4.1. La censura è inammissibile, in quanto non rispettosa del principio di autosufficienza, non avendo la ricorrente specificato il contenuto delle asserite ulteriori critiche mosse alla sentenza impugnata, nè indicato precisamente i fatti processuali alla base dei vizi denunciati, producendo la relativa documentazione o almeno trascrivendone o riassumendone il contenuto nel ricorso (cfr. Sez. 5, Sentenza n. 29093 del 13/11/2018, Rv. 651277).

5. Con il quinto motivo denuncia violazione e falsa applicazione del D.Lgs. n. 546 del 1992, art. 15, art. 92 c.p.c. (art. 360 c.p.c., n. 3). Omessa, insufficiente e contraddittoria motivazione circa un fatto controverso e decisivo per il giudizio (art. 360 c.p.c., n. 5).

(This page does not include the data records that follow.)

PR #41067, opened 2026-08-21
fix(api): attach exc_info=True to 19 logger.warning('...: %s', str(e)) sites — preserve WARNING level, add traceback

### LINKED ISSUE #41066: fix(api): attach exc_info=True to 19 logger.warning('...: %s', str(e)) sites — preserve WARNING level, add traceback
### Problem

Nineteen `except Exception as e:` (or `except BaseException as e:`) blocks in `api/` log the exception with `str(e)` but no `exc_info=True`, so the traceback is dropped on the floor. The log line shows the exception message, but not the call chain that produced it. The same block is then immediately followed by `continue` or `pass`, so the exception is gone after the log line — only the str remains in the log.

Same observability shape as the PEP 3134 sweep landed in cycles 13 (#40738) and 16 (#40810), but in `logger.*` calls instead of `raise` statements.

### Sites (all under `api/`, production code only — no tests, no vdb/, no .venv/)

| File | Line | Current |
| --- | --- | --- |
| `tasks/enable_segments_to_index_task.py` | 121 | `logger.warning("Failed to enable summaries for segments: %s", str(e))` |
| `tasks/disable_segment_from_index_task.py` | 77 | `logger.warning("Failed to disable summary for segment %s: %s", segment.id, str(e))` |
| `tasks/enable_segment_to_index_task.py` | 121 | `logger.warning("Failed to enable summary for segment %s: %s", segment.id, str(e))` |
| `tasks/add_document_to_index_task.py` | 132 | `logger.warning("Failed to enable summaries for document %s: %s", dataset_document.id, str(e))` |
| `tasks/remove_document_from_index_task.py` | 62 | `logger.warning("Failed to disable summaries for document %s: %s", document.id, str(e))` |
| `tasks/disable_segments_from_index_task.py` | 85 | `logger.warning("Failed to disable summaries for segments: %s", str(e))` |
| `core/app/features/annotation_reply/annotation_reply.py` | 94 | `logger.warning("Query annotation failed, exception: %s.", str(e))` |
| `core/app/apps/workflow/app_generator.py` | 690 | `logger.warning("Task stopped: %s", str(e))` |
| `core/model_manager.py` | 927 | `logger.warning("Load balancing config %s failed policy compliance check: %s", config.id, str(e))` |
| `core/rag/index_processor/processor/paragraph_index_processor.py` | 472 | `logger.warning("Failed to convert image file to prompt message content: %s", str(e))` |
| `core/rag/index_processor/processor/paragraph_index_processor.py` | 576 | `logger.warning("Failed to create File object from UploadFile %s: %s", upload_file.id, str(e))` |
| `core/rag/index_processor/processor/paragraph_index_processor.py` | 633 | `logger.warning("Failed to create File object from UploadFile %s: %s", upload_file.id, str(e))` |
| `core/rag/extractor/word_extractor.py` | 135 | `logger.warning("Failed to download image from URL: %s: %s", url, str(e))` |
| `core/entities/provider_configuration.py` | 490 | `logger.warning("Error generating next credential name: %s", str(e))` |
| `providers/trace/trace-aliyun/src/dify_trace_aliyun/data_exporter/traceclient.py` | 89 | `logger.warning("AliyunTrace API check failed: %s", str(e))` |
| `services/summary_index_service.py` | 247 | `logger.warning("Failed to calculate embedding tokens for summary: %s", str(e))` |
| `services/summary_index_service.py` | 918 | `logger.warning("Failed to remove summary vectors: %s", str(e))` |
| `configs/remote_settings_sources/apollo/client.py` | 171 | `logger.warning(str(e))` |
| `configs/remote_settings_sources/apollo/client.py` | 239 | `logger.warning(str(e))` |

Four other sites in `providers/trace/trace-arize-phoenix/...`, `extensions/ext_redis.py`, and `services/enterprise/workspace_sync.py` already pass `exc_info=True`; they are not in scope.

### Why it matters

When the segment-indexing / dataset-cleanup / annotation-reply / model-config load paths fail in production, the on-call engineer has only the exception message (e.g. `KeyError: 'documents'`) to debug with. The full traceback — which would identify the offending code path in seconds — is silently dropped. This pattern recurs across at least 6 modules and 19 sites; a sweep at the call-site level closes the loop in one PR.

### Fix shape

For each site, the most conservative fix is to keep the WARNING level (preserves the original "non-fatal, continue" intent) and replace `str(e)` with `exc_info=True`. The traceback then becomes part of the log record automatically. Format-string args other than `str(e)` are preserved.

```python
# Before
try:
    ...
except Exception as e:
    logger.warning("Failed to enable summaries for segments: %s", str(e))

# After
try:
    ...
except Exception:                          # `as e` no longer used
    logger.warning("Failed to enable summaries for segments", exc_info=True)
```

For the two `logger.warning(str(e))` sites in `apollo/client.py` (no message at all), the fix is `logger.exception("...")` with a short context phrase, since the traceback's first line already carries the exception message.

The `as e` binding is dropped because `str(e)` is the only use of `e` in each of these 19 blocks. This avoids an unused-name ruff finding (the project enables `F841` via its baseline; new sites that bind unused names may be flagged in stricter configs).

### Why WARNING, not ERROR or `logger.exception`

The original call is `logger.warning`, and the surrounding code typically continues execution (`continue`, `pass`, or returns a fallback). Bumping to `logger.exception` (ERROR) would change the level for downstream consumers — alerts, dashboards, log-aggregator severity mappings. The conservative fix preserves the level and only adds the missing traceback, which is a strict observability improvement with no semantic change.

The existing pattern of `logger.exception("...")` (used in many of the same files for outer-level errors) remains in place; this PR only touches the 19 sites where the current call is `logger.warning(...)` with `str(e)` and no `exc_info`.

### Scope

- 19 sites across 13 files. One mechanical change per site.
- A small unit test that exercises one of the modified sites and asserts the captured log record contains a non-empty traceback (smoke test, not a comprehensive test of all 19 sites).
- No API contract change.
- No new dependency.
- Backward compatible: log messages keep the same string format; only the traceback is added.

### Acceptance criteria

- Each of the 19 sites in the table above uses `exc_info=True` and no longer passes `str(e)` to the logger.
- `ruff check` clean on all modified files.
- `ruff format --check` clean on all modified files.
- The new unit test passes and demonstrates the traceback is captured.
- Existing tests in the touched modules still pass.
- `pyrefly check` 0 diagnostics on the modified files (where covered).

### Out of scope (potential follow-ups)

- `logger.error(..., str(e))` without `exc_info` in the vdb/ tree — same bug class but a different sweep.
- `logger.exception(..., str(e))` patterns — already include the traceback; only the redundant `str(e)` would be removable.
- The `except BaseException as e:` in `apollo/client.py:170` — covers a broader exception class than `except Exception`; that's a separate concern (catches `KeyboardInterrupt` / `SystemExit`) tracked by upstream #40801 for some files. This PR keeps the existing `except BaseException` and only fixes the log call.
- Bumping any of the WARNING sites to `logger.exception` — the user-facing log level stays WARNING here.

Harsh23Kashyap:
## Summary

Attached `exc_info=True` to 19 `logger.warning("...: %s", str(e))` sites across 15 files in `api/`, so the traceback is now captured at WARNING level instead of being silently dropped. Same observability shape as the PEP 3134 sweep (cycles 13 #40738 and 16 #40810) but in `logger.*` calls instead of `raise` statements.

## Problem

Nineteen `except Exception as e:` (or `except BaseException as e:`) blocks logged the exception with `str(e)` but no `exc_info=True`. The log line showed the exception message (e.g. `KeyError: 'documents'`) but not the call chain that produced it. The exception is then immediately followed by `continue`, `pass`, or a return — so the traceback is gone after the log line, and the on-call engineer is left with only the str in the log.

This pattern recurs across at least 6 modules and 19 sites. A sweep at the call-site level closes the loop in one PR.

## Fix shape

For each site:

```python
# Before
try:
    ...
except Exception as e:
    logger.warning("Failed to enable summaries for segments: %s", str(e))

# After
try:
    ...
except Exception:                              # `as e` no longer used
    logger.warning("Failed to enable summaries for segments", exc_info=True)
```

- WARNING level preserved (the original "non-fatal, continue" intent).
- The `as e` binding is dropped where `str(e)` was the only use.
- The two bare `logger.warning(str(e))` sites in `apollo/client.py` (no message) are converted to `logger.exception("...")` — the traceback's first line already carries the exception message, and `logger.exception` is the idiomatic Python way to log an exception.

## Sites

| File | Sites |
| --- | --- |
| `tasks/enable_segments_to_index_task.py` | 1 |
| `tasks/disable_segment_from_index_task.py` | 1 |
| `tasks/enable_segment_to_index_task.py` | 1 |
| `tasks/add_document_to_index_task.py` | 1 |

Rileva che la sentenza impugnata avrebbe dovuto compensare le spese di lite, sulla base della particolare complessità e novità delle questioni trattate nonchè degli elementi istruttori acquisiti, che rendevano non temeraria la posizione dell’odierna ricorrente.

5.1. Il motivo rimane assorbito nelle considerazioni che precedono.

6. Il ricorso va, pertanto, rigettato, con conseguente condanna della ricorrente al pagamento in favore della controricorrente delle spese processuali, liquidate come da dispositivo.

P.Q.M.

Rigetta il ricorso e condanna la ricorrente al pagamento in favore dell’Agenzia delle Entrate delle spese processuali, liquidate in Euro 7.500,00, oltre alle spese prenotate a debito.

Così deciso in Roma, il 27 novembre 2018.